What the exercise asks ->
Bring together all lines of the material below that contain the string "expectedCqlNames".
··· Data in this exercise ···
PR #1300, opened 2019-07-17

tomekl007:
todo:
- [x] for the case where keyspace == null, try session.getKeyspace()
- [x] enabling schema validation through an annotation is a bit too static. It would probably be more flexible with a runtime parameter:
```
new InventoryMapperBuilder(session).setSchemaValidation(true).build()
```
- [x] trying to match a table and then falling back to a UDT is a good default. But maybe we could also have an optional annotation to provide hints to the mapper (keeping the name generic because other hints might be useful in the future):
```
@Entity
@SchemaHint(targetElement = TABLE)
public class Product { ... }
```
- [x] we could also validate the partition key and clustering columns
- [x] propagate `isSchemaValidationEnabled` in `InventoryMapperBuilder` to prevent backward compatibility problems
- [x] similarly, I think we have enough information to validate the types: we know the Java type from EntityDefinition, and the CQL type at runtime from the schema metadata. So we could call codecRegistry.codecFor at runtime, and fail if it returns no codec.
- [x] we recently introduced an EntityHelperBase parent class. There's probably opportunities to move some code there instead of generating it, for example methods such as:
void validateColumnExists(TableMetadata table, String columnName, GenericType<?> javaType)
- [x] 👍 for reporting all missing columns instead of failing on the first one. We could extend this to all the entity helpers of a given DAO, this way we validate the DAO's complete schema in one go.
- [x] docs


tomekl007:
comments in closed branch: #1245

tomekl007:
Comments:
https://github.com/datastax/java-driver/pull/1245

mapper-runtime/src/main/java/com/datastax/oss/driver/internal/mapper/DefaultMapperContext.java
```diff
@@ -107,6 +130,11 @@ public NameConverter getNameConverter(Class<? extends NameConverter> converterCl
     return customState;
   }
 
+  @Override
+  public boolean isSchemaValidationEnabled() {
```
tomekl007: @olim7t  according to your suggestion:
```
enabling schema validation through an annotation is a bit too static. It would probably be more flexible with a runtime parameter:
new InventoryMapperBuilder(session).setSchemaValidation(true).build()
```
I've moved the check into Builder. I've created a new field `schemaValidationEnabled`  but it obviously breaks the backward compatibility. I can put that schemaValidatEnabled field into `customState` and propagate it there. Let me know wdyt.
Also, I can set the default to be `true` or `false` if we want to have that behavior

tomekl007:
@olim7t 
concerning this:

>similarly, I think we have enough information to validate the types: we know the Java type from EntityDefinition, and the CQL type at runtime from the schema metadata. So we could call codecRegistry.codecFor at runtime, and fail if it returns no codec.

I was trying to achieve this but there are a couple of problems:
1. I see no way for the java type from `EntityDefinition`  to be transformed to `GenericType`. It returns `PropertyType` and there is a method `asTypeName()` that returns `TypeName`. I don't see a way for transforming `TypeName` to `GenericType`. I've tried the:
`CodecRegistry.DEFAULT.codecFor(asTypeName().class)`, it worked for simple types:
` CodecRegistry.DEFAULT.codecFor(java.lang.String.class)`
but for collections and UDTs it will not work - `CodecRegistry.DEFAULT.codecFor(java.util.Set<java.lang.String>)`
We can do some conditional logic and create `GenericType.ofSet(..)`, `ofList(...)` etc, but I think it is a very fragile solution (and still the problem with UDT handling persists)
Do you see a viable solution for it?
2. the second problem is that DriverContext is not accessible within `mapper` code. I cannot get `codecRegistry` easily. I can use `CodecRegistry.DEFAULT` but we are losing the types that were added by the user.
3. I don't get this part: ` So we could call codecRegistry.codecFor at runtime` - we can do it for types that are returned by `tableMetadata.get()).getColumns()` but this is not validation that we need. Also, assuming that we are able to transform `TypeName` to `GenericType` we can validate if the codecs are present but this has nothing to do with validation of discrepancies between Mapper entity definition and actual CQL table schema. I think that an ideal solution will be to transform types of columns defined in the mapper to `GenericType`, compare if they are matching the types in CQL tables, and if not report the columns that have different types: (for example `the c1 column defined in the Entity has type boolean but the c1 column in CQL table has type String). So this `codecRegistry.codecFor` would be used only to transform the entity defined column into CodecRegistry, and the 2nd phase of validation does the actual diff vs table. (of course, it is impossible without solving the 1st issue) 

let me know wdyt about it.

mapper-runtime/src/main/java/com/datastax/oss/driver/internal/mapper/DefaultMapperContext.java
tomekl007: solved by using `customState`

tomekl007:
>👍 for reporting all missing columns instead of failing on the first one. We could extend this to all the entity helpers of a given DAO, this way we validate the DAO's complete schema in one go.

Are you sure that this is a good solution? I think that from the UX perspective it will be not-readable and bit too verbose. If someone will have multiple `@Entity` objects in the `@Dao` and we will return a huge error message with all configuration problems, a user may be overwhelmed by it.
If we are reporting problems for one `@Entity`, the content of error will be smaller and the user will be able to fix one `@Entity` problem at a time, then go the next one if needed. @olim7t wdyt?

mapper-processor/src/main/java/com/datastax/oss/driver/internal/mapper/processor/entity/EntityHelperSchemaValidationMethodGenerator.java
```diff
@@ -0,0 +1,261 @@
...
+        "$1T keyspaceId = context.getKeyspaceId() != null ? context.getKeyspaceId() : context.getSession().getKeyspace().orElse(null)",
+        CqlIdentifier.class);
+
+    // Handle case where keyspaceId = null. In such case we cannot infer and validate schema for
+    // table
+    // or udt
+    methodBuilder.beginControlFlow(
+        "if (!context.getSession().getMetadata().getKeyspace(keyspaceId).isPresent())");
+    methodBuilder.addStatement(
+        "return"); // todo maybe we should do log.warn("we cannot validate schema because keyspace
```
tomekl007: should we add `warn` for that case or fail-silently?

olim7t:
>  DriverContext is not accessible within mapper code

You can get it via the `MapperContext`: `context.getSession().getContext().getCodecRegistry()`

olim7t:
> I don't get this part: So we could call codecRegistry.codecFor at runtime

If we're able to generate this for each property:
```
DataType cqlType = ...
GenericType<...> javaType = ...
```

Then, if `codecFor(cqlType, javaType)` doesn't throw, the Java<->CQL mapping is correct.

We could also generate a `Class<...> javaType` instead for simple types, but I'm not sure if it's worth making that distinction, the validation code is not on the hot path. Generic type for all cases should be good enough, so that simplifies the processor code.

> I see no way for the java type from `EntityDefinition` to be transformed to `GenericType`.

I think it will be similar to the way we already do it when we call getters and setters. For example, this snippet from `EntityPolymorphismIT_CircleHelper__MapperGenerated`:

```java
private static final GenericType<Set<String>> GENERIC_TYPE = new GenericType<Set<String>>(){};
[...]
    if (entity.getTags() != null || nullSavingStrategy == NullSavingStrategy.SET_TO_NULL) {
      target = target.set("tags", entity.getTags(), GENERIC_TYPE);
    }
```

Which is handled [here](https://github.com/datastax/java-driver/blob/4.x/mapper-processor/src/main/java/com/datastax/oss/driver/internal/mapper/processor/util/generation/GeneratedCodePatterns.java#L252). We do generate the construction of the `GenericType` from the `PropertyType`. From what I see your validation code also lives in the helper, so you'll be able to reuse `enclosingClass.addGenericTypeConstant` for your needs.

mapper-processor/src/main/java/com/datastax/oss/driver/internal/mapper/processor/entity/EntityHelperSchemaValidationMethodGenerator.java
olim7t: I think we should warn: if `schemaValidationEnabled == true` and the validation can't run, we should let the user know.

mapper-runtime/src/main/java/com/datastax/oss/driver/api/mapper/MapperBuilder.java
```diff
@@ -33,13 +33,17 @@
...
+      "datastax.mapper.schemaValidationEnabled";
   protected final CqlSession session;
   protected CqlIdentifier defaultKeyspaceId;
   protected Map<Object, Object> customState;
 
   protected MapperBuilder(CqlSession session) {
     this.session = session;
     this.customState = new HashMap<>();
+    // schema validation is enabled by default
+    customState.put(SCHEMA_VALIDATION_ENABLED_SETTING, true);
```
olim7t, line 46: I would have used `false` as the default, but now that I think about it I can see pros and cons on both sides:
* enabled by default: errors are reported sooner. But if users don't realize that they can disable it, the (possibly expensive?) checks will run every time a new DAO gets created.
* disabled by default: more efficient by default. But errors are only reported at usage time, and might be less clear (stack trace involving generated mapper classes). Also they will be detected one at a time.

In the end I think I agree with enabled by default.

tomekl007: I agree - I think that the overhead of checking for every `Dao` maybe not so big because it is happening only one time at the compile time.

mapper-processor/src/main/java/com/datastax/oss/driver/internal/mapper/processor/entity/EntityHelperSchemaValidationMethodGenerator.java
```diff
@@ -0,0 +1,309 @@
...
+    // In such case we cannot infer and validate schema for table or udt
+    methodBuilder.beginControlFlow(
+        "if (!context.getSession().getMetadata().getKeyspace(keyspaceId).isPresent())");
+    loggingGenerator.warn(
+        methodBuilder,
+        "[{}] Unable to validate table: {} for the entity class: {} because keyspace: {} is not present",
+        CodeBlock.of("context.getSession().getName()"),
+        CodeBlock.of("tableId"),
+        CodeBlock.of("entityClassName"),
+        CodeBlock.of("keyspaceId"));
```
olim7t: Nit: `keyspaceId` might be null. In fact, I think this will be the most common reason for this warning: when neither the session nor the DAO was created with a keyspace. So I think we should handle it separately with a more descriptive error message than "keyspace null is not present".

(The other possible reasons are: keyspace name present but wrong, or keyspace name present but metadata is out of date.)

mapper-processor/src/main/java/com/datastax/oss/driver/internal/mapper/processor/entity/EntityHelperSchemaValidationMethodGenerator.java
```diff
@@ -0,0 +1,309 @@
...
+        ArrayList.class);
+    for (CodeBlock expectedCqlName : expectedCqlNames) {
+      methodBuilder.addStatement(
+          "expectedCqlNames.add($1T.fromCql($2L))", CqlIdentifier.class, expectedCqlName);
+    }
+
+    methodBuilder.addStatement(
+        "$1T<$2T> tableMetadata = context.getSession().getMetadata().getKeyspace(keyspaceId).flatMap(v -> v.getTable(tableId))",
+        Optional.class,
+        TableMetadata.class);
```
olim7t, line 100: Nit: could you extract `context.getSession().getMetadata().getKeyspace(keyspaceId)` and reuse it for table and UDT?

mapper-processor/src/main/java/com/datastax/oss/driver/internal/mapper/processor/entity/EntityHelperSchemaValidationMethodGenerator.java
```diff
@@ -0,0 +1,309 @@
...
+    }
+  }
+
+  // Finds out missingTableCqlNames - columns that are present in Entity Mapping but NOT present in
+  // CQL table
+  private void findMissingColumnsInTable(MethodSpec.Builder methodBuilder) {
+    methodBuilder.beginControlFlow("if (tableMetadata.isPresent())");
+
+    methodBuilder.addComment("validation of missing Clustering Columns");
+    generateMissingClusteringColumnsCheck(methodBuilder);
```
olim7t, line 185: Nit: we could skip this if there are no clustering columns, that would save a few unnecessary lines in the generated code. For example in `UserHelper__MapperGenerated`:
```java
      // validation of missing Clustering Columns
      List<CqlIdentifier> expectedCqlClusteringColumns = new ArrayList<>();
      List<CqlIdentifier> missingTableClusteringColumnNames = findMissingColumns(expectedCqlClusteringColumns, tableMetadata.get().getClusteringColumns().keySet());
      if (!missingTableClusteringColumnNames.isEmpty()) {
        throw new IllegalArgumentException(String.format("The CQL ks.table: %s.%s has missing Clustering columns: %s that are defined in the entity class: %s", keyspaceId, tableId, missingTableClusteringColumnNames, entityClassName));
      }
```

mapper-processor/src/main/java/com/datastax/oss/driver/internal/mapper/processor/entity/EntityHelperSchemaValidationMethodGenerator.java
```diff
@@ -0,0 +1,309 @@
...
+    methodBuilder.addStatement(
+        "$1T<$2T> missingTableCqlNames = findMissingColumnsCql(expectedCqlNames, (($3T) tableMetadata.get()).getColumns().keySet())",
+        List.class,
+        CqlIdentifier.class,
+        DefaultTableMetadata.class);
+
+    // Throw if there are any missingTableCqlNames
+    CodeBlock missingCqlColumnExceptionMessage =
+        CodeBlock.of(
+            "String.format(\"The CQL ks.table: %s.%s has missing columns: %s that are defined in the entity class: %s\", "
```
olim7t, line 219:
```suggestion
            "String.format(\"The CQL table: %s.%s has missing columns: %s that are defined in the entity class: %s\", "
```
?


Also occurs a couple of other times below.

mapper-runtime/src/main/java/com/datastax/oss/driver/internal/mapper/entity/EntityHelperBase.java
```diff
@@ -75,4 +86,70 @@ protected void throwIfKeyspaceMissing() {
...
+
+  public List<CqlIdentifier> findMissingColumns(
+      List<CqlIdentifier> entityColumns, Collection<ColumnMetadata> cqlColumns) {
+    return findMissingColumnsCql(
+        entityColumns,
+        cqlColumns.stream().map(ColumnMetadata::getName).collect(Collectors.toList()));
+  }
+
+  public List<CqlIdentifier> findMissingColumnsCql(
+      List<CqlIdentifier> entityColumns, Collection<CqlIdentifier> cqlColumns) {
```
olim7t, line 101: Naming is a bit confusing here, it's not immediately clear how `findMissingColumns` / `findMissingColumnsCql` differ.
The only reason to extract the latter is because you're passing `tableMetadata.get()).getColumns().keySet()` when validating regular columns. You could pass `tableMetadata.get()).getColumns().values()` instead, and merge the two methods.

mapper-runtime/src/main/java/com/datastax/oss/driver/internal/mapper/entity/EntityHelperBase.java
```diff
@@ -75,4 +86,70 @@ protected void throwIfKeyspaceMissing() {
               DaoKeyspace.class.getSimpleName()));
     }
   }
+
+  public List<CqlIdentifier> findMissingColumns(
+      List<CqlIdentifier> entityColumns, Collection<ColumnMetadata> cqlColumns) {
```
olim7t, line 94: I was going to comment on the fact that the generated code boxes every identifier before invoking this method:
```java
      List<CqlIdentifier> expectedCqlPKs = new ArrayList<>();
      expectedCqlPKs.add(CqlIdentifier.fromCql("userid")); // <== LIKE THIS
      List<CqlIdentifier> missingTablePksNames = findMissingColumns(expectedCqlPKs, tableMetadata.get().getPartitionKey());
```
But that's actually the right way to do it. These identifiers may be provided directly by the user with a `CqlName` annotation, so comparing them directly to `cqlColumn.asCql(...)` would not be reliable.

So nothing to change here 👍

mapper-processor/src/main/java/com/datastax/oss/driver/internal/mapper/processor/entity/EntityHelperSchemaValidationMethodGenerator.java
```diff
@@ -0,0 +1,309 @@
...
+    CodeBlock missingCqlUdtExceptionMessage =
+        CodeBlock.of(
+            "String.format(\"The CQL ks.udt: %s.%s has missing columns: %s that are defined in the entity class: %s\", "
+                + "keyspaceId, tableId, missingTableCqlNames, entityClassName)");
+    methodBuilder.beginControlFlow("if (!missingTableCqlNames.isEmpty())");
+    methodBuilder.addStatement(
+        "throw new $1T($2L)", IllegalArgumentException.class, missingCqlUdtExceptionMessage);
+    methodBuilder.endControlFlow();
+
+    methodBuilder.endControlFlow();
```
olim7t: We should also check the types for UDTs.

mapper-processor/src/main/java/com/datastax/oss/driver/internal/mapper/processor/entity/EntityHelperSchemaValidationMethodGenerator.java
```diff
@@ -0,0 +1,309 @@
...
+    }
+    // if explicitly provided SchemaHint is UDT, then generate only UDT check
+    else if (targetElement.get().equals(TargetElement.UDT)) {
+      findMissingColumnsInUdt(methodBuilder, false);
+    }
+  }
+
+  // Finds out missingTableCqlNames - columns that are present in Entity Mapping but NOT present in
+  // CQL table
+  private void findMissingColumnsInTable(MethodSpec.Builder methodBuilder) {
```
olim7t: Nit: this also validates the types now, so the name is not accurate.

mapper-runtime/src/main/java/com/datastax/oss/driver/internal/mapper/entity/EntityHelperBase.java
```diff
@@ -75,4 +86,70 @@ protected void throwIfKeyspaceMissing() {
...
+      Map<CqlIdentifier, ColumnMetadata> cqlColumns,
+      CodecRegistry codecRegistry) {
+    List<String> missingCodecs = new ArrayList<>();
+
+    for (Map.Entry<CqlIdentifier, GenericType<?>> entityEntry : entityColumns.entrySet()) {
+      ColumnMetadata columnMetadata = cqlColumns.get(entityEntry.getKey());
+      if (columnMetadata == null) {
+        // this will not happen because it will be catch by the generateMissingColumnsCheck() method
+        throw new IllegalArgumentException(
+            "There is no cql column for entity column: " + entityEntry.getKey());
```
olim7t, line 158: For this kind of impossible case, I think `AssertionError` is the most appropriate type to throw.

mapper-runtime/src/main/java/com/datastax/oss/driver/internal/mapper/entity/EntityHelperBase.java
```diff
@@ -75,4 +86,70 @@ protected void throwIfKeyspaceMissing() {
...
+   * When the new instance of a class annotated with {@link Dao} is created an automatic check for
+   * schema validation is performed. It verifies if all {@link Dao} entity fields are present in CQL
+   * table. If not the {@link IllegalArgumentException} exception with detailed message is thrown.
+   * This check has startup overhead so once your app is stable you may want to disable it. The
+   * schema validation check is enabled by default. It can be disabled using the {@link
+   * MapperBuilder#withSchemaValidationEnabled(boolean)} method.
+   */
+  public abstract void validateEntityFields();
+
+  public static List<String> findMissingTypes(
```
olim7t: Nit: it's not really that the types are "missing", more that they don't match. Maybe `findTypeMismatches`?

mapper-runtime/src/main/java/com/datastax/oss/driver/internal/mapper/entity/EntityHelperBase.java
```diff
@@ -75,4 +86,70 @@ protected void throwIfKeyspaceMissing() {
...
+  public void throwMissingTypesIfNotEmpty(
+      List<String> missingTypes,
+      CqlIdentifier keyspaceId,
+      CqlIdentifier tableId,
+      String entityClassName) {
+    if (!missingTypes.isEmpty()) {
+      throw new IllegalArgumentException(
+          String.format(
+              "The CQL ks.table: %s.%s defined in the entity class: %s has wrong types:\n%s",
+              keyspaceId, tableId, entityClassName, String.join("\n", missingTypes)));
```
olim7t: "has wrong types" => "declares type mappings that are not supported by the codec registry"

changelog/README.md
```diff
@@ -4,6 +4,7 @@
 
 ### 4.4.0 (in progress)
 
+- [new feature] JAVA-2263: Add optional schema validation
```
olim7t: Since there's less context here:
```suggestion
- [new feature] JAVA-2263: Add optional schema validation to the mapper
```

olim7t (changes requested):
This looks great.

Last round of comments, the "nits" are mostly cosmetic so feel free to apply at your discretion.

mapper-processor/src/main/java/com/datastax/oss/driver/internal/mapper/processor/entity/EntityHelperSchemaValidationMethodGenerator.java
tomekl007: the `ks.table` is a format of the message - in cases for UDt it is `ks.udt`. 
I think we should keep it because it gives the user information about the type of the validated entity.

mapper-runtime/src/main/java/com/datastax/oss/driver/internal/mapper/entity/EntityHelperBase.java
tomekl007: I will still need this method for udt check, see:
```
 else if (userDefinedType.isPresent()) {
      List<CqlIdentifier> columns = userDefinedType.get().getFieldNames();
      List<CqlIdentifier> missingTableCqlNames = findMissingColumnsCql(expectedCqlNames, columns);
      if (!missingTableCqlNames.isEmpty()) {
        throw new IllegalArgumentException(String.format("The CQL ks.udt: %s.%s has missing columns: %s that are defined in the entity class: %s", keyspaceId, tableId, missingTableCqlNames, entityClassName));
      }
    }
```

mapper-processor/src/main/java/com/datastax/oss/driver/internal/mapper/processor/entity/EntityHelperSchemaValidationMethodGenerator.java
tomekl007: The error looks like this:
`Unable to validate table: {} for the entity class: {} because keyspace: {} is not present`
so it contains table and entity (not only ks that is `null`). Could you give me an example of how this message could look like to improve it (because I am not sure how to make it better for this case)?

tomekl007: I've expanded this check to two (https://github.com/datastax/java-driver/pull/1300/commits/0d16fe9a2133385acb4baa71446f5e19cfd1403e):
1. lookup the `keyspaceId` in the `context.getSession().getMetadata().getKeyspaces()` -> if not present, then report that provided keyspace is not pressent in metadata
2. When the `keyspaceId`  is present but returned `keyspace` is of a type `Optional.empty` then report that keyspace is not present.

mapper-processor/src/main/java/com/datastax/oss/driver/internal/mapper/processor/entity/EntityHelperSchemaValidationMethodGenerator.java
```diff
@@ -109,18 +109,25 @@ public EntityHelperSchemaValidationMethodGenerator(
...
-    methodBuilder.addStatement(
-        "throw new $1T($2L)", IllegalArgumentException.class, missingKeyspaceTableExceptionMessage);
-    methodBuilder.endControlFlow();
+    logMissingMetadata(methodBuilder);
 
     return Optional.of(methodBuilder.build());
   }
 
+  private void logMissingMetadata(MethodSpec.Builder methodBuilder) {
+    methodBuilder.addComment(
```
tomekl007, line 116: There were some failures of https://jenkins-drivers.build.dsinternal.org/job/datastax.java-driver.java2263_rebase.default/lastCompletedBuild/testReport/ `DefaultKeyspaceId`, it reported that the table is not present (it fails only on jenkins) I suspect that there is some kind of race condition in metadata and this is related to your comment:
>keyspace name present but metadata is out of date

I don't know how can we alleviate that problem - maybe we could refresh the schema explicitly?
If not, I think the viable solution is to `log.warning`:
`warn if there are is keyspace.table for defined entity - it means that table is missing, or schema it out of date.`
instead of throwing an exception and fail fast if we cannot be sure if the schema was out-dated.

mapper-processor/src/main/java/com/datastax/oss/driver/internal/mapper/processor/entity/EntityHelperSchemaValidationMethodGenerator.java
tomekl007: > keyspace name present but metadata is out of date
addressed in this commit:  https://github.com/datastax/java-driver/pull/1300/commits/9442728d5e0fa5274c283bf4c1ade0f2ed2c873d
See my comment: https://github.com/datastax/java-driver/pull/1300#discussion_r358248749
for more explanation.

olim7t: Hrmm I don't get it, the two checks are equivalent. From the generated code with the new version:
```java
if(!keyspaceNamePresent(context.getSession().getMetadata().getKeyspaces(), keyspaceId)) {
  ... // warning 1
}
Optional<KeyspaceMetadata> keyspace = context.getSession().getMetadata().getKeyspace(keyspaceId);
if (!keyspace.isPresent()) {
  ... // warning 2
}
```
The two checks to the same thing: if the key is not present in the map, then getKeyspace returns an empty result.

My suggestion was more in the lines of:
```java
CqlIdentifier keyspaceId = context.getKeyspaceId() != null ? context.getKeyspaceId() : context.getSession().getKeyspace().orElse(null);
if (keyspaceId == null) {
  ... // DAO will run unqualified requests on an unqualified session: probably a mapper configuration error, the requests will fail at runtime
}
Optional<KeyspaceMetadata> keyspace = context.getSession().getMetadata().getKeyspace(keyspaceId);
if (!keyspace.isPresent()) {
  ... // what you already have for this case
}
```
···
Completed exercise ->
+    for (CodeBlock expectedCqlName : expectedCqlNames) {
+          "expectedCqlNames.add($1T.fromCql($2L))", CqlIdentifier.class, expectedCqlName);
+        "$1T<$2T> missingTableCqlNames = findMissingColumnsCql(expectedCqlNames, (($3T) tableMetadata.get()).getColumns().keySet())",
      List<CqlIdentifier> missingTableCqlNames = findMissingColumnsCql(expectedCqlNames, columns);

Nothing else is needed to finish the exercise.